小跨高比钢纤维高强混凝土连梁延性和耗能研究

基于9根小跨高比(l/h≤2.5)钢纤维高强混凝土连梁和4根高强混凝土对比连梁试验,考察了跨高比、钢纤维体积掺率和配箍率对高强混凝土连梁位移延性和耗能能力的影响.结果表明:随着跨高比、钢纤维体积掺率和配箍率的增大,连梁的位移延性和耗能性能得到明显改善.当配箍率提高到一定程度后,由于剪压区混凝土破碎引起剪切滑移坡坏,箍筋不能完全发挥作用,配箍率对连梁的延性和耗能能力的影响不再明显.而在按非抗震要求配置箍筋的高强混凝土连梁中掺入ρf=1.0%的钢纤维,可使连梁达到与按抗震要求配置箍筋的连梁相当的位移延性系数,而当ρf=1.5%时,试件发生了弯曲破坏,从根本上改变了小跨高比高强混凝土连梁破坏的脆性性质.

Ductility and energy dissipation capacity of steel fiber reinforced high-strength concrete coupling beams of small span/depth

On the basis of the experiment of 9 steel fiber reinforced high-strength concrete coupling beams of small span/depth (l/h≤ 2. 5) and 4 control coupling beams, the effects of span/depth, steel fiber volume fraction and stirrup content on ductility and energy dissipation capacity of high-strength concrete coupling beams were investigated. The test results show that increasing span/depth, steel fiber volume fraction and stirrup content can improve the ductility and the energy dissipation capacity of coupling beams evidently.
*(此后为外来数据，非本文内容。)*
PR #28, opened 2023-11-30
minor refactor of tests location, adds junit output

thoraxe:
## Type of change

- [X] Refactor
- [ ] New feature
- [ ] Bug fix
- [ ] Optimization
- [ ] Documentation Update

## Description

minor refactor of tests location, adds junit output

N/A

## Testing
Tests still run!


Makefile
```diff
@@ -1,18 +1,20 @@
-.PHONY: test-unit test-e2e
+.PHONY: test-unit test-e2e pytest
```
bparees, line 1: don't need this.  you only need a phony if you're trying to ensure there's no collision between a make target and a file.

pytest isn't a target

Makefile
```diff
@@ -1,18 +1,20 @@
...
+	# Command to run unit tests goes here
+	python -m pytest tests/ --junit-xml=tests/test_results/results.xml
 
 test-e2e:
 	@echo "Installing test deps..."
 	pip install -r requirements.txt
 	pip install -r requirements-test.txt
 	@echo "Running end-to-end tests..."
 	# Command to run e2e tests goes here
+	python -m pytest tests/ --junit-xml=tests/test_results/results.xml
```
bparees, line 17: doesn't make sense to run the same set of tests on both targets, let's leave this out for now.

Makefile
thoraxe: that's an accident. will fix. I was going to make a `pytest` target but then thought better of it, exactly related to your other comment.

Makefile
thoraxe: we're only even running `test-unit` right now, so I'm not sure we even need the `test-e2e` target -- would it make more sense to zero-out the `test-e2e` target or remove it entirely?

bparees: zero it out but leave the target.  it reflects our aspirations/intent :)

bparees:
junit.xml output location is definitely not right since it didn't even get collected by prow, let alone visualized:
https://gcsweb-ci.apps.ci.l2s4.p1.openshiftapps.com/gcs/origin-ci-test/pr-logs/pull/openshift_lightspeed-service/28/pull-ci-openshift-lightspeed-service-main-unit/1730328210928832512/

but we will follow up on that

/lgtm
/unhold

PR #425, opened 2022-05-31
Reverted change from font applied to body of application

ronBP95:
PR issued to revert CSS changes made to PeopleReport.css that affect application font. This change will bring the original font of the application back.


veratim1996 (approved):
Now I approve, but ideally there shouldn't be common styles in this file.

PR #428, opened 2022-06-01
Change three buttons 'update password', 'cancel', 'save change' display logic

stevenwang213:
To the reviewer:

This PR changes the display logic of the three buttons 'update password', 'cancel', and 'save change' on the User Profile page.
When non-Admin users view their own profile, these three buttons should only exist when they are on the "Basic Information" tab.
And when admin users view everyone's profile,  these three buttons should exist on every tab.

### DIFF
--- a/src/components/UserProfile/UserProfile.jsx
+++ b/src/components/UserProfile/UserProfile.jsx
@@ -331,15 +331,13 @@ const UserProfile = props => {
   // const isUserAdmin = requestorRole === 'Administrator';
   // const canEdit = hasPermission(requestorRole, 'editUserProfile') || isUserSelf;
   let canEdit;
-  if(userProfile.role !== 'Owner'){
+  if (userProfile.role !== 'Owner') {
     canEdit = hasPermission(requestorRole, 'editUserProfile') || isUserSelf;
   } else {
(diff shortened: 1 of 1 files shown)


migfernandes01:
@stevenwang213 It looks great, good job, the only problem I see is the following:
Whenever I use an Owner and see other profiles I can't see the save/cancel buttons

Owner seeing other profile with dev:
owner seeing other profile dev

Owner seeing other profile with this branch:
owner seeing other profile local

I'm not sure if you saw it or not, but I believe roles like Owner should be able to change and save changes on any other profile.
I only checked on Owner, but you might want to check every other role (Admin, Manager, Mentor, and Core Team).
Let me know how it goes, so I can get it approved soon!

stevenwang213 (commented):
@migfernandes01 Thanks for pointing out the problem. I have fixed it in the new commit, the owner should be able to see the save/cancel button on everyone's profile now. I also test every other role(Admin, Manager, Mentor, and Core Team) and they all work well. Let me know if you find any bugs :)

one-community:
Tested this all on the Dev and it looks good and works well. When on the Volunteering Times tab for a Volunteer though, all the fields look editable. Can we make those NOT look editable for all classes except Owner and Admin?

PR #429, opened 2022-06-01
Timer sync in all Buttons

ivany9:
Currently a person can start a timer, pause it, then open a new tab with a timer and it will show the same time on the 2nd one (this is correct). If they start the second timer and leave the first paused though, they can then click “stop” and log their time on the paused one and keep the 2nd one going. To eliminate this, the timer needs to sync all timers when the “Submit” button is clicked. 

request


thienphuvn95:
PR looks good to me. This is how I test:
- Open two hgn, click start timer on first page, the second page also started by itself (this is correct)
image
- Click pauses on 2nd page or 1st page both stopped all hgn
image
- Stop timer on 2nd page or 1st page both reset timer, added tangible time
image
-Log out on 2nd page. The 1st page timer still running
image
-Log in on 2nd page, the timer is delayed a bit, but quick change to 1st page timer
image
- Log in 2nd page with different user, the timer on both pages are different
image

ivany9:
@thienphuvn95   The Timer is Synchronized but the delay is due to the time response.  It needs to fetch a lot of things such as a userid,  the time, etc.  At the moment I'm working to pause the timer when the other tab is closed for the same user.

thienphuvn95:
- I started timer, logged out of hgn, and backed to hgn for 10 minutes but the timer was still running. (it should reset by limit like 5 minutes)
image

one-community:
Phu is correct: The app should stop the timer if a person’s computer goes to sleep, is put to sleep, or logs off
It's not checking if someone is working, it's checking if their computer goes to sleep or logs off or closes the window. In short, the app needs to be open or the app should shut off after 5 minutes. This is also to help people who may forget to stop the app.

ivany9:
Working in this Bug.
 **Timer Auto-stop and Logout Functionality**
The app should stop the timer if a person’s computer goes to sleep, is put to sleep, or logs off
It's not checking if someone is working, it's checking if their computer goes to sleep or logs off or closes the window. In short, the app needs to be open or the app should shut off after 5 minutes. This is also to help people who may forget to stop the app.

one-community:
Following up on this. I’m getting reports from people that the current timer isn’t working right, it keeps resetting even when someone is working consistently. So I’d like to get this checked in as soon as possible.

one-community:
THIS PR IS NOT MERGEABLE - PLEASE LEAVE IT UNTIL I CAN FIND SOMEONE ELSE TO TAKE OVER ON THESE FIXES.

When the stirrup content goes beyond a certain value, a shear slippage failure occurs due to the crumbling and spalling of concrete in compressive-shear region of coupling beams, and the effect of stirrup content on coupling beam is not obvious. Whereas, adding ρ_f= 1. 0% steel fibers to a nonseismic coupling beam can achieve an equivalent displacement ductility ratio to that of seismic designed one. And a further increase of ρ_f to 1. 5% can change the failure type of a coupling beam from a brittle shear failure to a ductile flexural failure essentially.